(Collected data entries)
PR #280, opened 2022-12-27
Identity profile metadata input with dynamic form

manfre:
It works, but could likely use style and template cleanup. Leaving as draft since I'm not sure how much more I'm going to tinker with this. I might abstract this out to a generic key/value input _field and make another for single value (will be needed for also_known_as). The hyperscript to make a generic multivaluefield is beyond me at this point.

image

image

### DIFF
--- a/templates/settings/profile.html
+++ b/templates/settings/profile.html
@@ -3,15 +3,19 @@
 {% block subtitle %}Profile{% endblock %}
 
 {% block content %}
-    <form action="." method="POST" enctype="multipart/form-data" >
+    <form action="." method="POST" enctype="multipart/form-data"
+        _="on submit metadata.collectMetadataFields()">
         {% csrf_token %}
+
         <fieldset>
             <legend>Details</legend>
             {% include "forms/_field.html" with field=form.name %}
             {% include "forms/_field.html" with field=form.summary %}
+            {% include "forms/_json_name_value_list.html" with field=form.metadata %}
             {% include "forms/_field.html" with field=form.discoverable %}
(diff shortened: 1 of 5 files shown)


templates/settings/profile.html
```diff
@@ -3,15 +3,19 @@
 {% block subtitle %}Profile{% endblock %}
 
 {% block content %}
-    <form action="." method="POST" enctype="multipart/form-data" >
+    <form action="." method="POST" enctype="multipart/form-data"
+        _="on submit metadata.collectMetadataFields()">
```
manfre, line 7: I haven't figured out how to avoid needing to add this to the form `on submit`.

manfre:
image

andrewgodwin (commented):
So, this looks fine, but one question - do we need a dynamic form? Mastodon just has four of these ready to go all the time, and it would make it simpler to maintain if we just did that.

manfre:
Having 4 hardcoded fields is an option, but I went dynamic for a few reasons:
* our page layout is vertically longer than Mastodon's. Have 3-4 rows of empty inputs doesn't help.
* I want more than 4 links. This allows a profile page to double as a "Little Link" page.

andrewgodwin:
Have you checked what happens when you send more than 4 links over to Mastodon? I just want to make sure we don't break them.

manfre:
Yes, it shows them.

image

andrewgodwin:
Neat!

andrewgodwin (approved):

andrewgodwin:
This looks a little weird when it's empty and has no fields - is there a way we can start with 2 empty ones?

PR #281, opened 2022-12-27
Add cache-control header for static assets

tabletcorry:
Easy to do this for the static assets, since they have cache-busting hashes.

I think we may want to move the proxy images to have hash filenames as well, like Mastodon does, so we can set the `immutable` cache setting on them as well. Something for later though.

### DIFF
--- a/docker/nginx.conf
+++ b/docker/nginx.conf
@@ -38,6 +38,9 @@ http {
 
         # Serves static files from the collected dir
         location /static/ {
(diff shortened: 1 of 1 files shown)


andrewgodwin (approved):

andrewgodwin:
Thanks!

The proxied assets are harder - Mastodon actually fully downloads them to its normal media system rather than proxy-and-cache, so they can use their normal naming. I don't want to do that because it results in a lot of server admin cleaning out that storage directory continuously.

PR #288, opened 2022-12-27
More aggressive caching

rcarmo:
This is a quick fix to ensure assets are cached upon the very first request


andrewgodwin:
Thanks!

PR #292, opened 2022-12-27
Add ability to customise Django settings

manfre:
@andrewgodwin PR is intended as a decision point about how we'd like to encourage people to handle custom settings overrides.

1. People set `DJANGO_SETTINGS_MODULE` and then do whatever they're going to do, optionally importing our settings.py
    * More flexible
    * Harder to troubleshoot and document
2. This PR, we do the normal settings.py before optionally importing a fixed path
    * Less flexible (requires `DJANGO_SETTINGS_MODULE` for any pre-Takahē settings code)
    * Common pattern that can be documented
    * Solves the common case of "add to INSTALLED_APPS" and add extra settings without people potentially not importing settings.py

### DIFF
--- a/.gitignore
+++ b/.gitignore
@@ -13,6 +13,7 @@
 /docs/_build
 /media/
 /static-collected
+/takahe/local_settings.py
 __pycache__/
 api-test.*
 fly.toml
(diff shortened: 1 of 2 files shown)


andrewgodwin:
I prefer the second option that this PR presents, but I'd like to call it `local_settings.py` due to personal preference!

andrewgodwin (approved):

PR #295, opened 2022-12-27
Include Identity metadata fields in ActivityPub messages

manfre:
Related to #280 PR, but can be merged independently.

### DIFF
--- a/core/html.py
+++ b/core/html.py
@@ -45,14 +45,14 @@ def sanitize_html(post_html: str) -> str:
     return mark_safe(cleaner.clean(post_html))
 
 
-def strip_html(post_html: str) -> str:
+def strip_html(post_html: str, *, linkify: bool = True) -> str:
     """
     Strips all tags from the text, then linkifies it.
     """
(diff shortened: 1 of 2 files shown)


andrewgodwin (approved):

core/ld.py
```diff
@@ -429,6 +429,8 @@ def canonicalise(json_data: dict, include_security: bool = False) -> dict:
             "sensitive": "as:sensitive",
             "toot": "http://joinmastodon.org/ns#",
             "votersCount": "toot:votersCount",
+            "schema": "http://schema.org#",
+            "PropertyValue": "schema:PropertyValue",
```
andrewgodwin, line 433: If you do this, you also need to change everywhere else that uses `http://schema.org#PropertyValue` as a lookup value (e.g. `fetch_actor`)

andrewgodwin (changes requested):

core/ld.py
manfre: Rather inline it.

andrewgodwin (approved):

PR #298, opened 2022-12-28
Guess emoji mimetype if not provided in tag

manfre:
Some servers don't send `mediaType` or bury it using `und` (for some odd reason). If it's not found as a singular value, we'll try to infer the type from the url.

### DIFF
--- a/activities/models/emoji.py
+++ b/activities/models/emoji.py
@@ -1,3 +1,4 @@
+import mimetypes
 import re
 from functools import partial
 from typing import ClassVar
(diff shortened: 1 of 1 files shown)


TkTech:
I've added libmagic as a dependency in the arbitrary uploads PR, it can be used for this in the future to detect the file type.

manfre:
@TkTech it can't be used here because libmagic requires the file, but we can correct the mimetype when we download it in `handle_outdated`

andrewgodwin (approved):

PR #310, opened 2022-12-29
SECRET_KEY prod guard breaks Dockerfile

manfre:


andrewgodwin:
I'd rather we set a useless secret key rather than turn on debug during static collection I think?

manfre:
Didn't notice the other PR. Setting a static secret works too.

PR #311, opened 2022-12-29
Create Django stubs aware mypy config

tabletcorry:
The script is a bit of a hack, so open to suggestions. It does work, though the output is rather noisy. Currently, this is useful for occasional manual review of uncaught typing issues.

May be better to cram this in a folder, but wasn't sure what to name it. Worst case, this may help someone in the future who knows how to get this cleanly into pre-commit.

The main issue for pre-commit is that you need _all_ the packages installed for this version of mypy to work, and pre-commit doesn't have them installed in the environment. In theory pre-commit could call this script, but it will be a bit slow/messy.

### DIFF
--- a/.mypy_django.ini
+++ b/.mypy_django.ini
@@ -1,0 +1,5 @@
+[mypy]
+plugins = mypy_django_plugin.main
+
+[mypy.plugins.django-stubs]
+django_settings_module = "takahe.settings"
--- a/mypy_django.sh
+++ b/mypy_django.sh
@@ -1,0 +1,23 @@
+#!/usr/bin/env bash
+
+set -o errexit
+
+# Change directory to the project root directory.
+cd "$(dirname "$0")"
+
+# The HEAD version of django-stubs is required due to unreleased fixes
+pip install --quiet --no-input \
+  -r requirements-dev.txt \
+  types-pyopenssl \
+  types-bleach \
+  types-mock \
+  types-cachetools \
+  types-python-dateutil \
+  types-docutils \
+  mypy \
+  git+https://github.com/typeddjango/django-stubs.git@master
+
+export TAKAHE_DATABASE_SERVER="postgres://x@example.com/x"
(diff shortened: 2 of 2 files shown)


andrewgodwin:
So elaborate further why this can't be in pre-commit? Is it the HEAD version of the stubs needed?

I'm loathe to commit something like this that will just not get run by anyone rather than a potentially more limited version that will actually integrate into pre-commit.

tabletcorry:
Agreed, I don't love having it stand apart, so if ultimately this gets closed as a note for future reference, that is fine by me.

I will expand on the pre-commit issues in the morning 👍

tabletcorry:
Ok, so here were the various findings:

(a) If you try to directly enable Django-stubs in pre-commit (e.g. by adding `Django-stubs` to `additional_dependencies`), it will fail immediately because it needs environment variables (which pre-commit doesn't really support readily) and all of the packages in `requirements.txt` which pre-commit just won't install (because the requirements file isn't present at dependency install time).

(b) An option is to use the script I created inside of pre-commit, which is discussed in link [1]. I considered doing this, but the output of Django-aware mypy is _very noisy_ and I am not sure it is possible to clean it up.

I think the main next step is to determine if the output can be reduced to a quiet output. My other PR knocks out about 10 errors, but there are another 60 errors or so in the complete output, and some may be due to incomplete stubs.

[1]: https://jaredkhan.com/blog/mypy-pre-commit

andrewgodwin:
Aha, got it. Given those don't seem surmountable easily, maybe the move is to make this into something that can either be run as one of our `make` commands (I'd suggest `make typecheck`) and then we can also run it in the CI to enforce it?

tabletcorry:
Nod, that's a good idea. Will take a look at making my script a bit more CI/CD appropriate.

andrewgodwin:
Closing this out since we've not got back to it in months - can be reopened if needed.

PR #312, opened 2022-12-29
Fixes developed from mypy_django script

tabletcorry:
A few discoveries from running mypy with Django-awareness. Nothing critical, but it caught a few odds and ends.

### DIFF
--- a/core/files.py
+++ b/core/files.py
@@ -2,10 +2,15 @@ import io
 
 import blurhash
 import httpx
+import PIL.ImageQt
 from django.conf import settings
 from django.core.files import File
 from django.core.files.base import ContentFile
 from PIL import Image, ImageOps
+
+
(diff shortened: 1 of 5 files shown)


core/files.py
```diff
@@ -2,19 +2,24 @@
 
 import blurhash
 import httpx
+import PIL.ImageQt
```
andrewgodwin, line 5: Wait what is this doing here, since it's not referenced elsewhere?

tabletcorry: Uh, good question. I have no idea.

tabletcorry: I think something misfired when I typed it, and imported the reference. Anyways, fixed now.

andrewgodwin (approved):

andrewgodwin:
Lovely, thanks!

PR #578, opened 2023-05-14
Customize gunicorn worker count

karthikb351:
Allow the gnunicorn worker count to be customize via an environment variable.

We may also want to revisit what this default is. I am running takahe on the always-free tier on GCP and needed to run only 1 worker for web and stator to make sure I stayed under the memory limit.

### DIFF
--- a/Procfile
+++ b/Procfile
@@ -1,3 +1,3 @@
-web: gunicorn takahe.wsgi:application --workers 8
+web: gunicorn takahe.wsgi:application --workers ${TAKAHE_WORKERS:-8}
 worker: python manage.py runstator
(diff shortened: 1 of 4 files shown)


andrewgodwin:
Well, that's why GUNICORN_CMD_ARGS is already an environment variable - so you can customise the workers!

andrewgodwin:
Yes, I'd prefer just documenting the usage of that command - people may also want to change things like the type of worker class being used, and so I think having a general catch-all command is fine here.

andrewgodwin (approved):

andrewgodwin:
Thanks!

PR #579, opened 2023-05-15
Support setting language on posts

chdorner:
I _think_ this is everything that's needed to implement Mastodon's post language feature.

* New identity config setting for the preferred language, will be used when creating local posts without a `language` key in the request.
* Support for the Mastodon API, either creating/updating a post, or wherever posts are rendered
* Support for ActivityPub federation via `contentMap`


activities/models/post.py
```diff
@@ -252,6 +253,9 @@ class Types(models.TextChoices):
     # The main (HTML) content
     content = models.TextField()
 
+    # The language of the content
+    language = models.CharField(max_length=2, null=True)
```
chdorner, line 257: The max length is not currently validated anywhere. I'm filtering out the most obvious one `"und"`, but other than that this could fail.
I wonder if it's better to let it fail if something weird comes along, or if it should just swallow it and default the language to `None` when that happens,

pauloxnet:
LGTM

You can also update the [content_vector_gin](https://github.com/jointakahe/takahe/blob/main/activities/models/post.py#L316) to use the new `language` field in the `SearchVector`'s `config` attribute, as done in the djangoproject.com search document:
https://github.com/django/djangoproject.com/blob/main/docs/search.py#L42

chdorner:
@pauloxnet interesting. just to make sure that I'm getting this right since the Mastodon languages are stored as 2-char strings (ISO-639-1, `en`, `de`, etc.), we'd have to store an extra column with the search config translating these values to the known postgres search configs (looks like there are 28, plus `simple`), and then recreate the search index pointing the config to that column instead of hardcoding the english config

pauloxnet:
It seems right.

In the Django Project code I used a dictionary to map 2 characters long iso languages into language names for PostgreSQL config.

Maybe there's a similar way to map language code into config names without an additional fiepd?

andrewgodwin:
I think the problem with changing the SearchVector language is that it's embedded into the index, is it not? We can't have 20-odd indexes on the content of posts, one for each language, and doing a search query without an index for it sounds painful.

pauloxnet:
> I think the problem with changing the SearchVector language is that it's embedded into the index, is it not?

Actually, I think you can have an index based on the language stored in a column in the same table, but I'd leave the change until after this PR is merged.

chdorner:
Did a bit more research on adding the `tsvector` config to the index for this. I can get it to work with just SQL, but having a hard time to get Django to do this for me. Any help would be appreciated!

```sql
-- adding a column of type `regconfig` to store each record's tsvector config
ALTER TABLE activities_post ADD COLUMN tsvector_config regconfig DEFAULT 'simple';

-- creating the GIN index
DROP INDEX content_vector_gin;
CREATE INDEX content_vector_gin ON activities_post USING GIN (to_tsvector(tsvector_config, content));
```

pauloxnet:
The SQL code is ok for me.
What's your issue in generating that same code with the Django ORM ?
I can guess the regconfig type of column?

activities/models/post.py
andrewgodwin: Unfortunately the IETF language code spec allows quite long language codes - for example, `gsw-u-sd-chzh` is a totally valid language tag (for Zurich German). Given that, we probably need to just give this max-length 50.

users/views/settings/posting.py
```diff
@@ -15,8 +17,24 @@ class PostingPage(SettingsPage):
...
             "help_text": "If content warnings should be expanded by default (not honoured by all clients)",
         },
+        "preferred_posting_language": {
+            "title": "Default posting language",
+            "help_text": "",
+            "choices": sorted(
+                [
+                    (lang.alpha_2, lang.name)
+                    for lang in pycountry.languages
+                    if hasattr(lang, "alpha_2")
```
andrewgodwin, line 27: This is _probably_ good enough for now - I think it's how most of the other clients work - but we might need to add support for separating the various Spanish dialects in future, for example.

andrewgodwin (commented):
On the migration - let's get this landed without it, and we'll figure that out separately. The new Django index objects _should_ support this, but if it's complex or weird enough then we'll just do a raw SQL one, since we only support PostgreSQL anyway.

activities/models/post.py
```diff
@@ -1152,7 +1174,6 @@ def to_mastodon_json(self, interactions=None, bookmarks=None, identity=None):
             if isinstance(self.type_data, QuestionData)
             else None,
             "card": None,
-            "language": None,
```
AstraLuma, line 1155: Does this need to be updated to forward the stored language?

PR #580, opened 2023-05-15
Fixes various issues with pinned posts

chdorner:
Now that this has been running on my instance for a while, I'm seeing a few issues with different servers and implementations.

1. Syncing pinned items for an identity on a blocked domain fails, probably fine to just skip syncing the featured collection when an identity from a blocked domain is outdated
2. Some Mastodon featured collections either include only URLs to posts, or a mix of embedded objects and URLs. Whenever I follow the URLs, they lead to a 404, so probably safe to ignore non-dict featured collection items.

● What you should do
Of all the entries above, how many lines contain the string "clients"? Answer with the number only.

● Exercise answer
2